== WHAT YOU ARE ASKED TO DO ==
Please quote exactly the lines below from the line containing "it should have..." to the line containing "But is this", both lines included, and nothing else.

○ ○ ○ ○ ○ ○ ○

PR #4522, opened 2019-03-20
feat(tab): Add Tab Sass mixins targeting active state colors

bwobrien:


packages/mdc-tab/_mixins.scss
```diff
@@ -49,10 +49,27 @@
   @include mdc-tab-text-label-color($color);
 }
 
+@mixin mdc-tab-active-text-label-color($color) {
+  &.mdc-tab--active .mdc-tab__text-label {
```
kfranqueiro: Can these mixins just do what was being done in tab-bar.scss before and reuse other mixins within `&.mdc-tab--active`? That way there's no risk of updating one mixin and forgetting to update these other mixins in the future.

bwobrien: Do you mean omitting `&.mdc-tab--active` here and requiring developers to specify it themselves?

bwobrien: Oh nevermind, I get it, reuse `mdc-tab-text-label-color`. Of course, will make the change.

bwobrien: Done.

○ ○ ○ ○ ○ ○ ○

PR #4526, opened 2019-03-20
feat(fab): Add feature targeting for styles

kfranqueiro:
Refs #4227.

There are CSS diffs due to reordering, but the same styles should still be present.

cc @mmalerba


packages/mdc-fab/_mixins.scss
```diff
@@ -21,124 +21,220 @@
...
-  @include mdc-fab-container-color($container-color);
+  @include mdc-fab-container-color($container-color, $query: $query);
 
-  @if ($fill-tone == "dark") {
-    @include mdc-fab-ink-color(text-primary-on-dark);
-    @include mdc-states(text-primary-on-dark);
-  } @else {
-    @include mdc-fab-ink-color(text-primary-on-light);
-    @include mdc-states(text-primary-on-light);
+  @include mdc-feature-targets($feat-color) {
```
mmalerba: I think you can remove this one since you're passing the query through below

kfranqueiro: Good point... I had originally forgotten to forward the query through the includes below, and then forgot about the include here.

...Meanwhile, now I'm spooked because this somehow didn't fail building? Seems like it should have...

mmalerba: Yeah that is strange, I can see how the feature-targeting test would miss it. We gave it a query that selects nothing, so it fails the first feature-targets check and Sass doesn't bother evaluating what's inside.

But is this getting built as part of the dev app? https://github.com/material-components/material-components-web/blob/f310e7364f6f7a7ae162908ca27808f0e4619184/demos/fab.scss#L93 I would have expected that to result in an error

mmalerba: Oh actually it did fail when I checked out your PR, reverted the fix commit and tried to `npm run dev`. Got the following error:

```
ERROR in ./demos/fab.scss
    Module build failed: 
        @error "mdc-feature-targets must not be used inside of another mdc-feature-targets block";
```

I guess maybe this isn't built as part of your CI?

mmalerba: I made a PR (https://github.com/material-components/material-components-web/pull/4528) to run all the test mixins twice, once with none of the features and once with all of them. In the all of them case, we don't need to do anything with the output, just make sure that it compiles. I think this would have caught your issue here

○ ○ ○ ○ ○ ○ ○

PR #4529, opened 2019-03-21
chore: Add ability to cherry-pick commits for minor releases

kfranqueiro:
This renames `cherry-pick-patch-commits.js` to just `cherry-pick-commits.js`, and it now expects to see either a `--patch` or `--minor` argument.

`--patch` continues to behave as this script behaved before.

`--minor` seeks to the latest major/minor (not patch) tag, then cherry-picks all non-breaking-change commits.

○ ○ ○ ○ ○ ○ ○

== WRITTEN SOLUTION ==
...Meanwhile, now I'm spooked because this somehow didn't fail building? Seems like it should have...

mmalerba: Yeah that is strange, I can see how the feature-targeting test would miss it. We gave it a query that selects nothing, so it fails the first feature-targets check and Sass doesn't bother evaluating what's inside.

But is this getting built as part of the dev app? https://github.com/material-components/material-components-web/blob/f310e7364f6f7a7ae162908ca27808f0e4619184/demos/fab.scss#L93 I would have expected that to result in an error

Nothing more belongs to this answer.